• STORED DATA:
PR #3831, opened 2023-07-08
[REF] refactor filename building in tests for interfaces/fmriprep

### LINKED ISSUE #3828: Refactor utils to create confounds from utils/data_gen and interfaces/fmriprep
noticing that there is a bit of code duplication (at least in terms of goals) between some of the utils used in testing to generate dummy fmriprep confounds and some of the code in _utils.data_gen to generate dummy fmriprep datasets.

Nothing big but will probably end up opening a PR to refactor.

_Originally posted by @Remi-Gau in https://github.com/nilearn/nilearn/issues/3819#issuecomment-1625115096_

Remi-Gau:
Closes #3828 

- rely on utilities from data gen to generate BIDS valid filenames


nilearn/interfaces/fmriprep/tests/utils.py
```diff
@@ -4,24 +4,59 @@
...
-    "cifti": "_space-fsLR_den-91k_bold.dtseries.nii",
-    "den": "_space-fsLR_den-32k_desc-preproc_bold.nii.gz",
-    "part": (
-        "_part-mag_space-MNI152NLin2009cAsym_"
-        "desc-preproc_bold.nii.gz"
-    ),
+        {"suffix": "bold",
+         "entities": {"space": "MNI152NLin2009cAsym",
+                      "desc": "smoothAROMAnonaggr"},
+         "extension": "nii.gz"},
```
bthirion, line 16: I'm thinking that the extension could be ".nii.gz" by default, following BIDS conventions.

nilearn/interfaces/fmriprep/tests/utils.py
```diff
@@ -4,24 +4,59 @@
...
+                      },
+         "extension": "nii.gz"},
     "gifti": (
-        "_space-fsaverage5_hemi-L_bold.func.gii",
-        "_space-fsaverage5_hemi-R_bold.func.gii",
-    ),
+        {"suffix": "bold",
+         "entities": {"hemi": "L",
+                      "space": "fsaverage5"},
+         "extension": "func.gii"},
```
bthirion, line 55: Is this a valid BIDS extension ?

nilearn/interfaces/fmriprep/tests/utils.py
```diff
@@ -51,53 +86,91 @@ def get_testdata_path(non_steady_state=True):
 def create_tmp_filepath(
     base_path,
     image_type="regular",
-    suffix="sub-test01_task-test",
+    bids_fields=None,
     copy_confounds=False,
     copy_json=False,
     old_derivative_suffix=False
 ):
+    entities_to_include = [
```
bthirion, line 94: `entities_to_include` should be a kw argument ?

nilearn/interfaces/fmriprep/tests/utils.py
```diff
@@ -51,53 +86,91 @@ def get_testdata_path(non_steady_state=True):
...
+            entities_to_include=entities_to_include
+        )
         tmp_img = base_path / tmp_img
         tmp_img.touch()
         tmp_img = str(tmp_img)
     else:
         tmp_img = []
-        for root in img_root:
-            tmp_gii = suffix + root
+        for root in img_file_patterns_type:
```
bthirion, line 146: `img_file_patters_type` is a list ?

bthirion (commented):
Sounds good. Just a few comments on the side.

nilearn/interfaces/fmriprep/tests/utils.py
Remi-Gau: currently in the BIDS extension proposal for functional derivatives, but I think we also have it in there to test things against the type of files found in fmriprep outputs.

https://bids-specification--519.org.readthedocs.build/en/519/derivatives/functional-derivatives.html#functional-derivatives-maps

nilearn/interfaces/fmriprep/tests/utils.py
Remi-Gau: either a string or tuple

nilearn/interfaces/fmriprep/tests/utils.py
Remi-Gau: wait do you mean that it should be `.nii.gz` instead of `nii.gz` like written here?
or that we should set a default at tall?

bthirion: No, sorry, I don't make a difference between .nii.gz and nii.gz. I just mean that this is recommended image format in BIDS.

Remi-Gau: OK then I can see if I can simplify this a little bit.

Remi-Gau: OK nii.gz will be set as default extension and bold as default suffix when creating the filename

nilearn/interfaces/fmriprep/tests/utils.py
Remi-Gau: In this case this function will only ever create derivatives filenames so I do not think that it makes sense to add more flexiblity to it.

if they want more flexiblity then it is better to:

```
from nilearn._utils.data_gen import _create_bids_filename
```

as  `_create_bids_filename` has this `entities_to_include` as kwarg

nilearn/interfaces/fmriprep/tests/test_load_confounds.py
```diff
@@ -18,7 +18,7 @@
 )
 from nilearn.interfaces.fmriprep.tests.utils import (
     create_tmp_filepath,
-    get_leagal_confound,
+    get_legal_confound,
```
htwangtw, line 21: Thanks for fixing this typo...

nilearn/interfaces/fmriprep/tests/test_load_confounds.py
```diff
@@ -391,7 +391,8 @@ def test_not_found_exception(tmp_path):
     # Aggressive ICA-AROMA strategy requires
     # default nifti
     aroma_nii, _ = create_tmp_filepath(
-        tmp_path, image_type="ica_aroma", suffix="aroma"
+        tmp_path, image_type="ica_aroma", bids_fields={"entities":
+                                                       {"sub": "aro-ma"}}
```
htwangtw, line 395: This is not a valid bids participant ID pattern. Why are we using this as a test case? Is it a problem that it's not breaking things?

htwangtw (approved):
LGTM just some minor comments

nilearn/interfaces/fmriprep/tests/test_load_confounds.py
Remi-Gau: Ah. Need to double check. I had to make a change there during testing things. Let me see.

nilearn/interfaces/fmriprep/tests/test_load_confounds.py
htwangtw: I checked locally and no merge conflict happened

nilearn/interfaces/fmriprep/tests/test_load_confounds.py
Remi-Gau: OK my bad this change was not required: I must have misunderstood the reason why this test failed at one point during refactoring

bthirion (approved):
LGTM, thx.

Remi-Gau:
thanks for the reviews @bthirion @htwangtw

PR #3834, opened 2023-07-08
[DOC] remove single occurence from docs.py

### LINKED ISSUE #3832: update defaults in _utils/docs.py
I started commenting the defaults that are not defined in docs.py but maybe a separate PR is needed to resolve these. There are 2 cases: defaults are not defined at all and defaults are set in the docstrings where the standard parameter is referenced

_Originally posted by @ymzayek in https://github.com/nilearn/nilearn/pull/3621#pullrequestreview-1395907407_

apply comments from the reviews above

Remi-Gau:
Closes #3832 

- remove parameters definitions that were put in _utils.docs.py even though they are used only once in the whole code base.

### DIFF
--- a/nilearn/_utils/docs.py
+++ b/nilearn/_utils/docs.py
@@ -84,18 +84,6 @@ bg_on_data : :obj:`bool`, default=False
 
 """
 
-# bg_vmax
-docdict['bg_vmax'] = """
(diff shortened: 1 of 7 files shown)


bthirion (approved):
LGTM too.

• ABOUT THIS EXERCISE: Every line between the one that contains "Remi-Gau: OK my" and the last line of the listing, both included, should be retyped exactly, with nothing else added.

• RESULT OF THE EXERCISE:
Remi-Gau: OK my bad this change was not required: I must have misunderstood the reason why this test failed at one point during refactoring

bthirion (approved):
LGTM, thx.

Remi-Gau:
thanks for the reviews @bthirion @htwangtw

PR #3834, opened 2023-07-08
[DOC] remove single occurence from docs.py

### LINKED ISSUE #3832: update defaults in _utils/docs.py
I started commenting the defaults that are not defined in docs.py but maybe a separate PR is needed to resolve these. There are 2 cases: defaults are not defined at all and defaults are set in the docstrings where the standard parameter is referenced

_Originally posted by @ymzayek in https://github.com/nilearn/nilearn/pull/3621#pullrequestreview-1395907407_

apply comments from the reviews above

Remi-Gau:
Closes #3832 

- remove parameters definitions that were put in _utils.docs.py even though they are used only once in the whole code base.

### DIFF
--- a/nilearn/_utils/docs.py
+++ b/nilearn/_utils/docs.py
@@ -84,18 +84,6 @@ bg_on_data : :obj:`bool`, default=False
 
 """
 
-# bg_vmax
-docdict['bg_vmax'] = """
(diff shortened: 1 of 7 files shown)


bthirion (approved):
LGTM too.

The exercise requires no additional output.